The hopes that something concrete will come out of the WTO council soon are very low.

I would say that they are not really there. It is an exchange of views between the various countries, but there will be no concrete steps forward. We are now going from postponement to postponement on this issue since October. The proposal put forward by South Africa and India is concrete and moves in the direction indicated also by the WHO, that is, if opposition to what we could call “vaccine sovereignty.”

European Commission President Ursula von der Leyen has written to governments to say that she will do everything to increase production of the drugs. Can this intervention also unblock the situation as regards the proposal of India and South Africa?

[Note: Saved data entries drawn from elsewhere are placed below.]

PR #1625, opened 2016-05-27
933 Fix text overflow in placeholder and match text

### LINKED ISSUE #933: Width of the select when an item with large name is selected (question)
This is my ui-select:

```
<ui-select ng-model="selectedReceiver.selected" ng-disabled="fetchingReceivers || receivers.length == 0">
    <ui-select-match placeholder="">{{$select.selected.code}} - {{$select.selected.name}}</ui-select-match>
    <ui-select-choices repeat="receiver in receivers | filterBy: ['name', 'code']: $select.search"> 
        <div ng-bind-html="receiver.name | highlight: $select.search"></div>
        <small>Code: <span ng-bind-html="receiver.code | highlight: $select.search"></span></small>
        <hr style="margin-top: 0px; margin-bottom: 0px; border-top: 1px solid #C0C0C0;"/>
    </ui-select-choices>
</ui-select>
```

When an item is selected, say:

```
     {
           code: "some large code",
           name: "some very large name, foo bar qux"
     }
```

the `ui-select-match` shows "some large code - some very large name, foo bar qux" (as expected), but this is so large that resizes the control (the `<button>` in which the directive is translated).

visual example

Question: Is there a setting for preventing this resize?

dsalvagni:
Just added a `display: inline-block` to the @rzschech [solution](https://github.com/angular-ui/ui-select/issues/933#issuecomment-116773277).

Fix #933

### DIFF
--- a/src/common.css
+++ b/src/common.css
@@ -261,3 +261,12 @@ body > .ui-select-bootstrap.open {
 .ui-select-container[theme="bootstrap"].direction-up .ui-select-dropdown {
     box-shadow: 0 -4px 8px rgba(0, 0, 0, 0.25);
 }
+
+/* fix ellipsis on placeholder and match text */
+.ui-select-placeholder, .ui-select-match-text {
+  width: 100%;
+  overflow: hidden;
+  display: inline-block;
+  text-overflow: ellipsis;
+  padding-right: 40px;
+}


dsalvagni:
@Toilal Can you send us a print screen? I couldn't simulate that here.

PR #1627, opened 2016-05-28
remove unused missing background image

wuliupo:
background-image: url(header.png);


DavidCain:
It's worth mentioning that this PR will restore the ability to collect static files when using ui-select with Django Pipeline. Since it expects `header.png` to be exist in the `assets` directory, `collectstatic` will raise the following error:

    ValueError: The file 'angular-ui-select/docs/assets/header.png' could not be found with 
    <pipeline.storage.CachedStorage object at [address]>

wuliupo:
why did we remove it?

DavidCain:
@wuliupo, there never was such a file in this repository:

```bash
$ git log --oneline --all -- **/header.png | wc -l
0
```

It would seem that it's just a sample URL. However, this still does cause problems for some utilities.

PR #1630, opened 2016-05-31
fix: make compatible with Angular 1.5 and non-cached templates

### LINKED ISSUE #1609: ui-select-no-choice isn't displayed
I have already downloaded the version 0.17.1, the directive "uiSelectNoChoice" is in file "dist/select.js", but when the search returns no results, it does not appear.

Doesn't work with ui-select add no-choice, [plunker link](http://plnkr.co/edit/T2HsEvQW1fBQJz3hg2dh?p=preview).

My code:
```
<ui-select ng-model="elementExtensions.ator" theme="bootstrap" fix-focus-ui-select>
    <ui-select-match allow-clear="true" placeholder="{{::'TYPE_FOR_SEARCH' | translate}}">
      {{$select.selected.name}}
    </ui-select-match>
    <ui-select-choices refresh="loadAsyncActors($select.search)" refresh-delay="300"
                       repeat="actor in actorPropertyViewControl.availableActors">
      <div ng-bind-html="actor.name | highlight: $select.search"></div>
    </ui-select-choices>
    <ui-select-no-choice>
      Dang! We couldn't find any choices...
    </ui-select-no-choice>
</ui-select>
```

HTML:
selecao_014

bogdanalexe90:
Same change introduced in 0e85670ed377148ac3a7d5ef6ff5ed7c46446858

Closes #1609


user378230:
Derp, seems so obvious now. Thank you. :+1:

PR #2503, opened 2023-10-11
Update egg-7-days-to-die.json

Prisma501:
# Description

ControlPanelEnabled setting has been changed to WebDashboardEnabled in A21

The approach in Europe is not to suspend intellectual property, but only to increase production. It is a different thing, then. It is an immediate question of finding agreements with multinationals. The fact is that economic interests are predominant, although here too we suffered a lot at the beginning of the pandemic. I am thinking of the fact, for example, that masks could not be found, some of which were subject to a patent. What we are doing as Doctors Without Borders is a call for global solidarity.

Universal access to medicines would also affect the duration of the pandemic, in the sense that the more people are treated, the sooner this situation can be overcome.

Yes, that’s clear. The universal availability of the vaccine is not only a matter of fairness, but also of public health. The distribution forecasts made by Covax released on Wednesday basically say that most of the production and distribution will take place in the second quarter. And if Covax reaches 3.3% coverage by the end of June, rich countries will be between 50% and 60%. Any form of supplemental supply from Covax will be key to strengthening and increasing coverage.

In your opinion, will India and South Africa succeed in the end?

India is a bit like the pharmacy of the southern hemisphere, and has a large production capacity, so much so that it is beginning to distribute medicines to neighboring countries. It certainly has a relevant role here. Now we need to understand how the geopolitics of vaccines will stand. Rich countries are making deals with each other and with multinationals, while others make do.